While Barcelona has shown some concern for the Wretched of the Earth by carrying the UNICEF logo on its shirt for free (although it more recently sold the sponsor’s rights to the Qatar Airways Foundation) Real’s branding tends to be more focused — with the quality of the team’s performance not always being the absolute priority. That much became obvious a decade ago when Real declined to buy the Brazilian boy wonder Ronaldinho, allegedly on the grounds that the black, buck-toothed jheri-curled genius from the favelas was “too ugly” for the club’s image.

Instead, Real opted to buy the pedestrian (but remarkably handsome) English midfielder David Beckham.

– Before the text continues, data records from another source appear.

PR #998, opened 2023-01-05
fix: kiali deps

srodenhuis:
Makes Kiali require Prometheus


Morriz:
closing as there is (or should be) no dep on prometheus. We will fix the gotmpl that is now spaghetti

j-zimnowoda (approved):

Beckham was never half the footballer Ronaldinho was — he managed an average of a goal every nine or ten games for Real between 2003 and 2007, whereas over the same period, Ronaldinho, who had instead signed for Barca, managed to score, on average, every second game. But signing Beckham wasn’t really a footballing decision; it was a commercial one — Beckham sold replica shirts by the tens of thousands, particularly in Asia, European football’s key emerging market.

As the Asia-based British writer Martin Jacques indelicately explained, “This is a region of the world that has a profound hang-up about colour. People want to be as pale as possible: they yearn to be white. Put bluntly, it would be quite impossible for a black footballer to be the recipient in these parts of the kind of adulation that Beckham receives. He has a huge following in countries like Japan and South Korea, and indeed throughout the region. That’s the main reason why Real Madrid bought him: one of their top officials boasted that the whole of Asia wanted to shag Beckham.”

Real Madrid current sells around 1.5 million shirts a season at $110 a piece. Barca sells around 1.2 million. Real claims, in fact, that the $127 million paid for Cristiano Ronaldo has already been recouped in sales of the shirt bearing his name. Real is currently the world’s top-earning team, with revenues at around $636 million.

It’s worth noting here that the unique stadium chemistry that makes European football such a compelling spectacle to a global TV audience — try watching with the sound off and see if the visuals generate anything close to the emotional engagement generated by the crowd’s response — is based on local passions that intersect with and reflect decades old affinities of social class, sect, region and political orientation. But the clubs’ revenues are based less on home-game ticket sales than on their share of the fees for TV rights in markets across the globe, and on their ability to monetize their brand by selling replica shirts and other merchandize, and licensing their brand to everything from beer commercials and Hollywood movies  to ventures like the Real Madrid resort. And Asia, as football fan culture’s largest emerging market, is clearly the focus.

As José Angel Sanchez, then head of marketing for Real Madrid, told Jacques in 2004, “Eventually you may get just six global brand leaders. People will support a local side and one of the world’s big six. We have to position ourselves for that.” And what’s being sold in that global banding effort is not simply great football and the club’s history and traditions. “We’re content providers,” Sanchez added, “like a film studio – and having a team with [Zinedine] Zidane in it is like having a movie with Tom Cruise.” Thus the Galactico philosophy.

And there’s no question that whatever happens on the football field, Real tops the global revenue table. Still, Barca is catching up, fueled less by marketing than by the exploits of its outrageously talented homegrown players — although it, too, has to buy in a number of expensive stars to complement the core and keep it competitive. It’s currently revenues are around $600 million, although the club is heavily in debt.

Real and Barca both play in European Champion’s League quarter finals in the coming week, with the draw set up to allow an epic Classico final should both teams win their quarters and semis. And that will be watched by at least a billion people world wide, both the well-heeled Emiratis who might one day moor their yachts at the Real Madrid resort, and the Wretched of the Earth everywhere from Mogadishu and Bamako to Baghdad, and the rising masters of the universe in Beijing. And Real will be hoping to edge out Barca in the race to cash in on their attention.